Taste and Texture Differences
Most people can’t tell the difference in a blind taste test. Because the active preserving agent is the same molecule, the flavor profile is similar. Some uncured bacons taste slightly less salty or have a subtly different flavor depending on how much celery extract was used, but the variation between brands is often bigger than the variation between cured and uncured products in general. The texture, fat rendering, and cooking behavior are essentially identical.
Is Uncured Bacon Healthier?
This is the question most people are really asking, and the honest answer is: probably not in any meaningful way. The nitrite in celery powder is chemically identical to synthetic nitrite. Your body processes it the same way. The concern with nitrites in bacon centers on nitrosamines, compounds that form when nitrites react with proteins at high temperatures. Nitrosamines are known carcinogens in animal studies.

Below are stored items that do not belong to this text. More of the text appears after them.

PR #210, opened 2022-05-11
File permissions fix

Moohan:
I've made two new functions which basically wrap `readr::write_rds()` and `haven::write_sav` but also correct the file permissions on the newly written file, i.e. make it writable to anyone in the group.

I think the functions work as expected (there are also some tests which pass), but there could still be some issues with the implementation.

- [x] Have I missed any instances which could be replaced?
- [ ] Did I replace everything correctly?
- [x] The LTC file looks broken so I didn't touch that.
- [x] Are there any instances where we load haven or readr at the top of the script? - In theses cases they should be removed or `library(createslf)` must come after them in the list.


Jennit07:
LTC fixed on amend_check_mode PR

tests/testthat/test-write_data.R
```diff
@@ -0,0 +1,39 @@
...
+
+  # Check data is the same
+  expect_equal(haven::zap_formats(read_data), dummy_data)
+
+  # Check the permissions are as expected
+  expect_match(
+    as.character(file_info$permissions),
+    "rw\\-rw\\-\\-\\-\\-"
+  )
+})
```
catherineholland1, line 22: sav test failed for me? unsure if you got this when ran. 

`── Error (Line 3): write_sav creates a file with the correct permissions ─────────────────────
Error: Expected single logical value
Backtrace:
 1. global write_sav(dummy_data, temp_path)
 2. haven::write_sav(data = data, path = path, compress = compress)
 3. haven:::write_sav_(...)`

catherineholland1 (commented):
one little issue in the sav test but apart from that all instances seem to have been changed and all run as expected :)

tests/testthat/test-write_data.R
Jennit07: I don't get this error here, the tests seem to be working okay for me

Jennit07 (changes requested):

Jennit07:
Just one thing to check from me!

Jennit07:
This one might be finished? I think we were going to merge Amend check mode #214 first and then bring this up to date but this could probably be merged first and i can deal with the conflicts

tests/testthat/test-write_data.R
Moohan: Can you confirm you still get an error, Catherine? Is it possible that you're using an old version of haven? I'm using the `compress` argument `"zsav"` which is only valid from [version 2.5.0](https://haven.tidyverse.org/news/index.html#haven-250), `TRUE` and `FALSE` still work for backwards compatibility but using `"zsav"` is clearer.

I suspect your error is that the old version expects a logical so doesn't like the `"zsav"`  bit.

catherineholland1: updated `haven` and test works now :)

PR #212, opened 2022-05-12
Tidy up the imports

Moohan:
I removed all the imports from dplyr. I was in two minds about removing the imports for `if_else` and `case_when`.

I added some new imports for the 'column selection helpers' from readr, and moved them to a central place rather than on the homelessness function. If we add the `if_else` and `case_when` back in they should also be added to `createslf-package.R`


catherineholland1 (approved):
happy to merge :)

Issue #205, opened 2022-05-06
Update CIJ marker SPSS type


Moohan:
Some years now have a length 4 CIJ marker i.e. > 999. This means that in older files CIJ marker is a length 3 string and newer it's a length 4.

We could add a line to alter the type to string 4 or even 5 `Alter type cij_marker (A5)` but actually we would be much better storing it as a number. @Jennit07 can you think of any reason switching `cij_marker` from a string to a number could break our or anyone else's code? I guess if you did something like `cij_marker == "1"` but I'm not sure why anyone would do that... I think we only use the `cij_marker` in C01 and the DD matching code but don't think either of those would be impacted by the change in type?

Jennit07:
PR complete #213

PR #213, opened 2022-05-12
Change the `cij_marker` type to a numeric

Moohan:
I did a search for all instances of `cij_marker` in the SPSS code and then checked them all for types.

I've changed the type from String to numeric on the initial read.

I also changed any instances where the `cij_marker` was used. None of this has been tested.

@Jennit07 if you can check and test this (to some extent) that would be great. You can approve but please don't merge until we decide if we're actually using it! The alternative to this would be to set the `cij_marker` to be `(A5)` which would be much fewer changes, but leave it as a string.

Closes #213

### DIFF
--- a/2014-15/B01 Process Acute (SMR01 and GLS) extract.sps
+++ b/2014-15/B01 Process Acute (SMR01 and GLS) extract.sps
@@ -1,4 +1,4 @@
-﻿* Encoding: UTF-8.
+* Encoding: UTF-8.
 
 ********************************************************************************************************.
  * Run 01-Set up Macros first!.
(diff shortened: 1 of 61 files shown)


Moohan:
I just did a force-push of my rebase: 

- Commits are split out so the changes can be seen separately.
- C01 is fixed so that only the correct changes are applied!
- Some files/changes were missing for 2016/17, they're now added too.

Jennit07 (approved):
I've tested this code using 19/20 data by running up to the end of C10. There were a few bugs which i have now resolved and pushed to the branch. This now keeps the cij_marker as a numeric variable and i have updated the news section. Ready to merge. Closes #205

Issue #406, opened 2022-10-11
Review lookup tests 


Jennit07:
The function `write_tests_xlsx` now includes a year parameter which does not fit how the lookup tests are set up. These need reviewed

lizihao-anu:
As for the issue "write_tests_xlsx now looks for a year parameter ", would it be ok to allow year to be a missing argument? We can use if else to separate the cases with or without year? Hope I make myself clear.

For write_tests_xlsx.R, argument year = NULL, and line 39 can be changed to

  if(missing(year)){
    sheet_name_dated <- glue::glue("{sheet_name}_{date_today}")
  }else{
    sheet_name_dated <- glue::glue("{year}_{sheet_name}_{date_today}")
  }

Moohan:
@lizihao-anu solution sounds like a good one to me, let's do it!

PR #408, opened 2022-10-11
Convert postcode lookup into a function for processing in phase 1b

Jennit07:
I've left pc lookup tests for now as the function `write_tests_xlsx` now looks for a year parameter which does not fit how this is set up - I will make a new issue to review lookup tests #406

The postcode lookup is now in one function called `process_lookup_postcode.R`


lizihao-anu:
As for the issue "`write_tests_xlsx` now looks for a year parameter ", would it be ok to allow `year` to be a missing argument? We can use if else to separate the cases with or without `year`? Hope I make myself clear.

If so, can I push a commit directly to function_lookup_pc branch?

lizihao-anu (approved):
Happy to merge if there is no intention to fix `write_tests_xlsx.R` here

Moohan:
> Happy to merge if there is no intention to fix `write_tests_xlsx.R` here

Dealt with in #376

Jennit07:
Simplified the code in the tests. Ready to merge

PR #409, opened 2022-10-11
Convert gpprac lookup into a function  for processing in phase 1b

Jennit07:
I've left gpprac lookup tests for now as the function write_tests_xlsx now looks for a year parameter which does not fit how this is set up - I will make a new issue to review lookup tests https://github.com/Public-Health-Scotland/source-linkage-files/issues/406

The gpprac lookup is now in one function called process_lookup_gpprac.R


R/process_lookup_gpprac.R
```diff
@@ -0,0 +1,123 @@
...
+    # Sort for SPSS matching
+    dplyr::arrange(.data$gpprac) %>%
+    # Write rds file
+    write_rds(get_practice_details_path(check_mode = "write"))
+
+
+  # Read Lookup files ---------------------------------------
+  # gp lookup
+  gpprac_ref_file <-
+    readr::read_rds(get_gpprac_ref_path()) %>%
```
lizihao-anu, line 58: The test run reports an error there. It is because the function `get_gpprac_ref_path()` use the extension '.sav'. I guess it will be changed to '.rds' some while later but for now, we use '.sav'. Am I right?

Jennit07: Good spot, i'll push the change and we can read the zsav version for now but this will change to .rds when this is available

Moohan: Can we check if there's tests for `get_gpprac_ref_path` so we can be alerted if/when it's changed from a sav to rds version.

lizihao-anu (approved):
The test run looks good.

R/process_lookup_gpprac.R
Moohan: This is now done in #446

PR #411, opened 2022-10-12
Convert LTC lookup into a function for processing in phase 1b

Jennit07:
The LTC lookup is now in two functions called `read_lookup_ltc.R` and `process_lookup_ltc.R`. The LTC lookup extract is now removed from production scripts


shintoLamp (approved):
Ran through, everything seems to be working fine, all the expected LTC variables showing up

PR #413, opened 2022-10-12
Convert SC client lookup into a function for processing in phase 1b

Jennit07:
The sc client lookup is now in two functions called `read_lookup_sc_client.R` and `process_lookupsc_client.R`. The sc client lookup extract is now removed from production scripts.


shintoLamp (approved):
All looking good to me, ran it with no issues

Issue #319, opened 2022-07-28
Expand (and rename) `get_datazone_pop_path` so it can read any 'type' of pop estimate 


Moohan:
Currently the function will search for the latest datazone (all ages) pop estimates. However you can also specify a literal file name and it will return that (e.g. in the DN costs).

It should be renamed to something like `get_pop_estimate_path` with new parameter `type` which could select different pop files e.g. datazone, hscp etc.

Usage should be updated for instance, in the DN costs, the usage should be `get_pop_estimate_path(type = "hscp")` so that it always returns the latest hscp population estimates.

PR #417, opened 2022-10-19
Convert District Nursing costs lookup into a function for processing in phase 1b

Jennit07:
Assigning @Moohan to check over this one as this set up differs from the other scripts being converted into a function. As discussed, we thought it would be good to have an RMarkdown document for processing the cost lookups as they include graphs which we would like to see during processing. 

I'm not sure i have captured this right but the function will process the Rmarkdown document and then read the saved data for the `data_list` used in the test-production branch. On teams you mentioned `A hack might be to save the data you need to the /tmp directory (this get's wiped on every new R session) in the Rmarkdown, then read it and return in the function.` but im not sure i have captured this properly. Any ideas/improvements on this one will be useful for other cost lookups which will follow the same kind of format


Production_scripts/Create_costs/costs_district_nursing.R
```diff
@@ -88,7 +88,7 @@ dn_raw_costs_contacts <- left_join(dn_raw_contacts,
 # Of the two HSCPs, Argyll and Bute provides the
 # District Nursing data which is 27% of the population.
 
-population_lookup <- readr::read_rds(get_datazone_pop_path("HSCP2019_pop_est_1981_2020.rds")) %>%
+population_lookup <- readr::read_rds(get_datazone_pop_path("HSCP2019_pop_est_1981_2021.rds")) %>%
```
Moohan, line 91: This still needs addressing in #319

Moohan (commented):
This looks fine, ignore what I was saying about temp files etc. it's irrelevant since we are writing out the costs data anyway!

I was hoping to do a proper review but have run out of time, so just left these comments and I'll check it properly next week!

Moohan (approved):
@Jennit07 I got a bit carried away with this one...

I had to do a reset back to `main-R` to resolve all the weird conflicts. I then tested everything and made some changes to how the costs stuff work.

- Deleted all the 'old' cost scripts
- There's now a 'top-level' function which does the `rmarkdown::render` with some consistent settings
   - The output dir is now the `tests` folder on `hscdiip`
   - The render should now only show error messages, not all the other messages
   - It should display the output in the active browser. Possibly we want this to be optional with a parameter?
- Fixed the copy bit in the cost scripts (needed a `check_mode = "write"` and an `overwrite = `TRUE`).
- Added a new action to the `style.yaml` workflow so that any files in `Rmarkdown/` will also get styled.

I've approved as I've checked everything and it seems to be working but can you give it a look over and test before you merge it please?

Jennit07:
> @Jennit07 I got a bit carried away with this one...
> 
> I had to do a reset back to `main-R` to resolve all the weird conflicts. I then tested everything and made some changes to how the costs stuff work.
> 
> * Deleted all the 'old' cost scripts
> * There's now a 'top-level' function which does the `rmarkdown::render` with some consistent settings
>   
>   * The output dir is now the `tests` folder on `hscdiip`
>   * The render should now only show error messages, not all the other messages
>   * It should display the output in the active browser. Possibly we want this to be optional with a parameter?
> * Fixed the copy bit in the cost scripts (needed a `check_mode = "write"` and an `overwrite = `TRUE`).
> * Added a new action to the `style.yaml` workflow so that any files in `Rmarkdown/` will also get styled.
> 
> I've approved as I've checked everything and it seems to be working but can you give it a look over and test before you merge it please?

Thanks @Moohan, great work tidying this up and all the comments- I prefer this format/having all the costs in the one script as it makes it more readable. Checked the three cost scripts were working as intended which im happy with and going to merge.

Issue #360, opened 2022-08-17
Create a function for computing changed sc_id.


Moohan:
We should create a function for computing changed sc_id.

_Originally posted by @Moohan in https://github.com/Public-Health-Scotland/source-linkage-files/pull/324#discussion_r947979959_

Take some social care data, with `sending_lca`, `social_care_id`, `period` and `chi` variables.

For each `chi` and `sending_lca` if there are multiple `sc_id`s, then replace them with the latests submitted one.

Jennit07:
Completed in #440

PR #418, opened 2022-10-19
Convert All Home care script into a function for processing in phase 1b

Jennit07:
Follows the same format as other functions. First read in data from the SC platform using `read_sc_all_home_care` function and process it using `process_sc_all_home_care`. I have also removed the home care script from the social care folder.


DESCRIPTION
```diff
@@ -24,6 +24,7 @@ Imports:
     fs (>= 1.5.2),
     glue (>= 1.6.2),
     haven (>= 2.5.0),
+    hms,
```
Moohan, line 27: Having looked at [the changelog](https://hms.tidyverse.org/news/index.html), I think we should require > 1.1.0 as that version had some breaking changes which might affect us.
```suggestion
    hms (>= 1.1.0),
```

R/process_sc_all_home_care.R
```diff
@@ -0,0 +1,183 @@
...
+#' all home care extract, it will return the final data
+#' but also write this out as a rds.
+#'
+#' @param data The extract to process
+#' @param write_to_disk (optional) Should the data be written to disk default is
+#' `TRUE` i.e. write the data to disk.
+#'
+#' @return the final data as a [tibble][tibble::tibble-package].
+#' @family process extracts
+#' @import lubridate
```
Moohan, line 13: We definitely don't want to import the whole lubridate package. I couldn't see where you used it but we should be able to use `lubridate::<fun>` or possibly have `@importFrom lubridate <fun>` in `createslf-package.R`.

R/process_sc_all_home_care.R
```diff
@@ -0,0 +1,183 @@
...
+
+  # Data Cleaning ---------------------------------------
+
+  # period start and end dates
+  period_dates <- matched_hc_data %>%
+    dplyr::distinct(.data$period) %>%
+    dplyr::mutate(
+      record_date = lubridate::yq(.data$period) %m+% lubridate::period(6, "months") %m-% lubridate::days(1),
+      qtr_start = lubridate::yq(.data$period) %m+% lubridate::period(3, "months")
+    )
```
Moohan, line 32: I think it's probably this that meant you needed to import `lubridate`?

We could use [`lubridate::add_with_rollback()`](https://lubridate.tidyverse.org/reference/mplus.html) here. e.g.
```suggestion
  period_dates <- matched_hc_data %>%
    dplyr::distinct(.data$period) %>%
    dplyr::mutate(
      record_date = lubridate::add_with_rollback(lubridate::yq(.data$period), lubridate::period(6, "months")) - lubridate::days(1),
      qtr_start = lubridate::add_with_rollback(lubridate::yq(.data$period), lubridate::period(3, "months"))
    )
```
Note we don't actually need to use `%m+%`, `%m-%` or `add_with_rollback()` when adding or subtracting days as the result isn't ambiguous. This function is to deal with the issue that a 'month' isn't a fixed number of days/hours/seconds, so there is ambiguity if you 'add (or subtract) a month', especially if you add a month to a date like 31-MM-YYYY (not relevant for this code)

The other option here is to use the function(s) in `get_fy_quarter_dates.R` which deal with almost this situation and are set up to be fast to use 'inline' i.e. we don't have to do this 'precalculation' step

R/read_sc_all_home_care.R
```diff
@@ -0,0 +1,39 @@
...
+#'
+read_sc_all_home_care <- function() {
+
+  # Read in data---------------------------------------
+
+  # set-up conection to platform
+  db_connection <- phs_db_connection(dsn = "DVPROD")
+
+  # read in data - social care 2 home care
+  home_care_data <- dplyr::tbl(db_connection, dbplyr::in_schema("social_care_2", "homecare_snapshot")) %>%
```
Moohan, line 13: What if we passed the connection as a parameter? That way we'd only have to open the connection once and could use it for all of the SC functions.

Have set a default, so that if you don't pass a connection it will still work by asking you to create one.
```suggestion
read_sc_all_home_care <- function(sc_dvprod_connection = phs_db_connection(dsn = "DVPROD")) {

  # Read in data---------------------------------------

  # read in data - social care 2 home care
  home_care_data <- dplyr::tbl(sc_dvprod_connection, dbplyr::in_schema("social_care_2", "homecare_snapshot")) %>%
```

R/process_sc_all_home_care.R
Jennit07: Yeah this is the reason why i added lubridate to import to remove the error message i was getting. But i forgot the fix for this was `add_with_rollback()`. I'll have a look at the other functions in `get_fy_quarter_dates` as that would make more sense to use them here

R/read_sc_all_home_care.R
Jennit07: I think this would be a good fix as this can also be implemented for other sc functions using the sc platform

Jennit07:

R/process_sc_all_home_care.R
```diff
@@ -0,0 +1,186 @@
...
+    dplyr::group_by(.data$sending_location, .data$social_care_id) %>%
+    dplyr::mutate(latest_sc_id = dplyr::last(.data$social_care_id)) %>%
+    # count changed social_care_id
+    dplyr::mutate(
+      changed_sc_id = dplyr::if_else(!is.na(.data$chi) & .data$social_care_id != .data$latest_sc_id, 1, 0),
+      social_care_id = dplyr::if_else(!is.na(.data$chi) & .data$social_care_id != .data$latest_sc_id,
+        .data$latest_sc_id, .data$social_care_id
+      )
+    ) %>%
+    dplyr::ungroup() %>%
```
Moohan, line 59: Can this block of code be extracted as its own function to be used elsewhere, please?

```R
replace_sc_id_with_latest <- function(data, ..?) {
# Check for required variables

# Filter to CHIs with multiple sc_id per sending loc

# Sort (by period?) to find the latest sc_id for each CHI / sending_loc

# match that back to the data overwriting the older one.

# Return the data (no new variables added, just overwrite the sc_id)

}
```

R/process_sc_all_home_care.R
```diff
@@ -0,0 +1,186 @@
...
+      start_after_end = .data$hc_service_start_date > .data$hc_service_end_date & !is.na(.data$hc_service_end_date)
+    ) %>%
+    dplyr::filter(
+      !.data$end_before_qtr,
+      !.data$start_after_quarter,
+      !.data$start_after_end
+    )
+
+  # count changed social_care_id
+  home_care_clean %>% dplyr::count(.data$changed_sc_id)
```
Moohan, line 78: This isn't doing anything in the context of the function.
```suggestion
```

R/process_sc_all_home_care.R
Moohan: Already an issue! #360

Jennit07: PR open #440

Jennit07:
ready for re-review

Moohan (approved):

PR #425, opened 2022-10-25
Fix sds_end_date is earlier than sds_start_date

### LINKED ISSUE #415: SDS bug - deal with end date before start
These are possibly being created when we set missing start dates to the start of the year (using the period) or could be coming from the data.

We should check with the Social Care team to see what to do about these - drop them, drop the start / end date, or set the start / end date to something sensible.

The change will need making on `master` and `main-R`

lizihao-anu:
To main-R, close #415 

Fix sds_end_date is earlier than sds_start_date by setting end_date to be the end of fyear


lizihao-anu:
Once it is merged, we can merge the pull request #405

Jennit07 (approved):
Looks good! Happy to merge

PR #427, opened 2022-10-25
Convert care home costs lookup into a function for processing in phase 1b 

Jennit07:
The cost lookups follow a different format to other scripts being converted into a function. Instead, this renders an Rmarkdown file containing the code and produces some graphs for any cost differences. The function will render this and then read the saved output and return the data. This will be the format for OOH cost lookup, DN cost lookup, Care home cost lookup and Home care cost lookup


shintoLamp (approved):
As with home care, all looks fine to me

PR #429, opened 2022-10-26
BUG - Fix sc client function

Jennit07:
When trying to run some social care year-specific extracts, I found the client file was returning 0 rows. This was due to the filtering which occurred in `read_lookup_sc_client` which made more sense to be in `process_lookup_sc_client`. I have also used the function `convert_fyyear_to_year` here as the client data is in cal year format instead of fyyear so this was also breaking the code. I think this now fixes both issues and I'm happy this is working


Moohan:
It seems to me better to do the filter in the dbplyr code, so that we're returning the minimal data needed.

I think this would require having a `year` parameter for `read_lookup_sc_client`. Please ignore if I've missed/misunderstood something.

All_years/04-Social_Care/04-SDS_data.R
```diff
@@ -68,8 +68,8 @@ sds_full_clean <- sds_full_data %>%
   )) %>%
   # Fix sds_end_date is earlier than sds_start_date by setting end_date to be the end of fyear
   mutate(sds_end_date = if_else(
-    sds_start_date>=sds_end_date,
-    end_fy(year = period, 'alternate'),
+    sds_start_date >= sds_end_date,
```
lizihao-anu, line 71: Just wondering of using `>=` here or `>` ? As in #430, we chose to use `>`, ie `service_start_date > service_end_date`,

Moohan: Yep, should be `>`, although I'm not really sure why this code change is on this branch at all 😂

lizihao-anu: Might be my fault

lizihao-anu, line 71: `sds_start_date > sds_end_date,`

lizihao-anu, line 71:
```suggestion
    sds_start_date > sds_end_date,
```

R/read_lookup_sc_client.R
```diff
@@ -3,17 +3,15 @@
...
 #' @param year The year to process
 #'
 #' @return the final data as a [tibble][tibble::tibble-package].
 #' @export
 #' @family process extracts
-read_lookup_sc_client <- function(year) {
-  # set-up conection to platform
-  db_connection <- phs_db_connection(dsn = "DVPROD")
-
+read_lookup_sc_client <- function(sc_dvprod_connection = phs_db_connection(dsn = "DVPROD"), year = convert_fyyear_to_year(year)) {
```
Moohan, line 12: This doesn't make sense to have the default value for a parameter also contain that parameter.

We can, however, just take a year in fyyear format (and check this is the case), then convert it to the calendar year format we need before using it in the `dbplyr` code

```suggestion
read_lookup_sc_client <- function(sc_dvprod_connection = phs_db_connection(dsn = "DVPROD"), fyyear) {

check_year_format(fyyear)
year <- convert_fyyear_to_year(fyyear)
```

R/read_lookup_sc_client.R
```diff
@@ -3,17 +3,15 @@
 #' @description This will read and process the
 #' social care client lookup
 #'
+#' @param sc_dvprod_connection The connection to the SC platform.
 #' @param year The year to process
```
Moohan, line 7:
```suggestion
#' @param fyyear The year to process, in the standard format '1718'
```

Jennit07:

Moohan (approved):

PR #430, opened 2022-10-28
BUG - fix alarms telecare end dates

Jennit07:
This fixes cases where the start date is earlier than the end date. Same logic from #425 applied.

PR #431, opened 2022-10-28
Convert (year specific) Alarms Telecare script into a function for processing in phase 1b

Jennit07:
I've tested this using the sc all alarms telecare extract and happy this is now working as expected. I ran into a few bugs which have now been corrected and open in PR's #429 #430. I also noticed that we were not creating a year variable. I thought this was to be done in the all alarms telecare script but it should actually be in the year specific which has been completed. You will see some commits in the history which reflect this as i made the changes and reverted them. I think these changes will also need to be made when converting SDS into a function which i will also do. Overall, happy this is working and produces an output that we would expect.


lizihao-anu (approved):
The test run looks good

PR #432, opened 2022-10-31
Convert (year specific) SDS script into a function for processing in phase 1b

Jennit07:
Conversion of the year specific SDS script. Tested this using the SDS all data script and happy this is working as expected. As mentioned in #431 there were a few bugs which i have corrected here


lizihao-anu (approved):
The test running looks good

PR #952, opened 2024-04-18
chore: run logrotate every 5 mins

darora:
Some log files get produced at a rate faster than can be handled under
our current 10min freq.


bmpandrade (approved):
👍 

look at checks as there is a ci failing with "ERROR: failed to solve: Canceled: context canceled", but shouldn't have nothing to do with this code change, as it's pretty straightforward

PR #920, opened 2024-03-22
chore: remove pgbouncer from AIO image except pg role [GEN-8039]

bmpandrade:
Same changes as previous PR #907 , except this will keep the .sql that creates the pgbouncer role. This will be kept for now until the full pgbouncer cleanup happens, since there were migrations failing due to the lack of pgbouncer role present, when creating new projects in Fly, during tests in Staging.

Before opening the PR, this changes were tested with `aio-15.1.1.31-no-pgbouncer-docker` image in staging, which went through, creating a complete project with no issues and no pgbouncer presence, except for the role, as mentioned before.

PR #961, opened 2024-05-01
fix: gotrue config persistence for AIO

pcnc:
* Fixes GoTrue losing its config on subsequent restarts
* Replaces gotrue's and fail2ban's commands to ensure external processes don't restart the service's process itself
* Adds flag to disable pgbouncer


docker/all-in-one/entrypoint.sh
```diff
@@ -80,10 +80,23 @@ function enable_lsn_checkpoint_push {
 }
 
 function disable_fail2ban {
+  sed -i "s/command=.*/command=sleep 1/" /etc/supervisor/services/fail2ban.conf
```
tomashley: there is a danger here that this sleep isn't long enough. 
By default if a program doesn't stay up for 1 second, it is considered a failure and it will restart
I would set this to 2, or set startsecs to 0 - but startsecs isn't in the config file rn

from the manual

```
startsecs

The total number of seconds which the program needs to stay running after a startup to consider the start successful (moving the process from the STARTING state to the RUNNING state). Set to 0 to indicate that the program needn’t stay running for any particular amount of time.

Note

Even if a process exits with an “expected” exit code (see exitcodes), the start will still be considered a failure if the process exits quicker than startsecs.

Default: 1

Required: No.

Introduced: 3.0
```

pcnc: Ooh, nice catch. Will set it to `5` just to make sure it doesn't have any side effects

tomashley (approved):

delgado3d:
may need to update testinfra tests

bmpandrade:
@pcnc , related to disabled PGbouncer, had this stale PR for quite a while now, which removes it completely from AIO: https://github.com/supabase/postgres/pull/920 

Do you prefer to merge yours and than update my PR with gotrue/fail2ban changes that went in?

pashkinelfe (approved):

PR #964, opened 2024-05-07
fix: remove empty line in release version

delgado3d:


darora:
https://github.com/supabase/postgres/pull/963 also makes the workflow script more resilient

PR #978, opened 2024-05-22
chore: temporarily hardcode PostgREST version for aio image

dragarcia:
* should allow the aio image to be built
    * https://github.com/supabase/postgres/actions/runs/9187951408


darora (approved):
Would suggest also adding a note in the bars file where the versionis defined

PR #980, opened 2024-05-23
feat: set admin-api to 0.64.1 and bump AMI version to 15.1.1.56 [GEN-8523]

bmpandrade:


darora (approved):

pashkinelfe (approved):

bmpandrade:
Validated between 15.1.1.55 and custom ami with admin-api 0.64.1, and it solves the issue where Auth fails for the 1st request that hit the DB, after toggling SSL Enforcement.

[internal slack ref](https://supabase.slack.com/archives/C01D6TWFFFW/p1716760694950799?thread_ts=1716501774.821939&cid=C01D6TWFFFW)

PR #981, opened 2024-05-27
Update postgresql.conf to increase max_slot_wal_keep_size

encima:

Increases `max_slot_wal_keep_size` default from 1GB

Current behaviour is 1GB by default.

As this is a setting we do not expose, the current default is too low to successfully replicate using a tool like Airbyte (as the WAL will grow too large during the Hourly sync window).

## What is the new behavior?

Proposing to set this as 4GB by default but 2GB could be a conservative option.

## Additional context

Some relevant issues are noted in the (internal) [Notion document](https://www.notion.so/supabase/RFC-Billing-DB-space-based-on-allocated-disk-space-84a13bd070ac4eaba2c1ef24c35ea98d?pvs=4)

### DIFF
--- a/ansible/files/postgresql_config/postgresql.conf.j2
+++ b/ansible/files/postgresql_config/postgresql.conf.j2
@@ -300,7 +300,7 @@ max_wal_senders = 10		# max number of walsender processes
 max_replication_slots = 5	# max number of replication slots
 				# (change requires restart)
 #wal_keep_size = 0		# in megabytes; 0 disables
-max_slot_wal_keep_size = 1024   # in megabytes; -1 disables
+max_slot_wal_keep_size = 4096   # in megabytes; -1 disables
 #wal_sender_timeout = 60s	# in milliseconds; 0 disables
 #track_commit_timestamp = off	# collect timestamp of transaction commit
 				# (change requires restart)


thebengeu (commented):
I think 4GB would be fine, is there wider agreement on this change already?

thebengeu (approved):
Discussed offline, there's agreement on this increase.

Tang8330:
Just curious - have y'all thought about making this configurable per https://supabase.com/docs/guides/platform/custom-postgres-config instead of upping the threshold?

Tang8330:
For customers that have a large Supabase instance, it'd be nice to have this number be a % of the total database size as opposed to having it fixed to 1GB (or soon 4GB)

encima:
> Just curious - have y'all thought about making this configurable per https://supabase.com/docs/guides/platform/custom-postgres-config instead of upping the threshold?

Yes, this should certainly be done. This current setting is to allow replication to function on all instances now but should be configurable in the future (currently it cannot be due to some infra designs but it will be).

jgraettinger:
Hi :wave: - checking in on the status of this increase.

Our (https://estuary.dev/) users frequently encounter logical replication slot invalidations due to the current 1GB setting. It's far too small in real-world usage, even after users make best-effort mitigations to prevent large transactions.

It would of course be wonderful to see this be configurable, but increasing to 4GB would stop much of the bleeding.

encima:
@thebengeu is this OK to merge now that it has passed checks?

thebengeu:
@encima yes, good to merge. Note that this change only affects new projects, and we'll need to roll out the change to existing projects where desired.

A USDA-funded study found that nitrosamines didn’t form in bacon fried at 210°F for up to 15 minutes or at 275°F for up to 30 minutes. They did appear when bacon was fried at 350°F for 6 minutes, 400°F for 4 minutes, or 400°F for 10 minutes (burned). The takeaway: cooking temperature matters more than whether your bacon is labeled cured or uncured. Microwave-cooked bacon produced less nitrosamine than pan-fried bacon regardless of type. Adding vitamin C and vitamin E to the curing process also reduced nitrosamine levels, which is one reason cherry powder (a natural ascorbate source) is part of the uncured bacon formula.
If you’re buying uncured bacon specifically to avoid nitrites, the label is misleading you. If you want bacon truly free of nitrites, you’d need a product preserved only with salt and smoke, which does exist but is rare and tastes noticeably different.
Shelf Life and Storage
Here’s one area where uncured bacon actually differs from conventional bacon, and it may surprise you. According to USDA guidelines, standard bacon lasts 7 days in the refrigerator, while bacon cured without nitrites lasts up to 3 weeks refrigerated. In the freezer, conventional bacon keeps its quality for about 4 months, while nitrite-free bacon holds for 6 months.
That said, most products labeled “uncured” do contain nitrites from celery powder, which complicates things. The longer shelf life applies specifically to bacon made without any nitrite source at all. Products using celery powder fall into a gray area. Your safest bet is to follow whatever date is printed on the package and keep your refrigerator at 40°F or below. Once opened, use the bacon within a week regardless of label.
What to Look for on the Label
When you pick up a package of uncured bacon, you’ll typically see three things: the word “uncured,” a statement reading “no nitrates or nitrites added,” and a smaller disclaimer noting “except for those naturally occurring in celery powder” (or celery juice, beet juice, or sea salt). Some packages also carry the statement “not preserved, keep refrigerated below 40 degrees at all times,” which the USDA requires for products it considers truly uncured.
If you’re choosing between cured and uncured at the store, the decision is mostly about preference and price. Uncured bacon typically costs more because natural curing ingredients are more expensive to source and process. The nutritional profile, calorie count, fat content, and sodium levels are comparable. The real variables that affect your health are portion size and cooking temperature, not which column of the nitrite ledger your bacon falls into.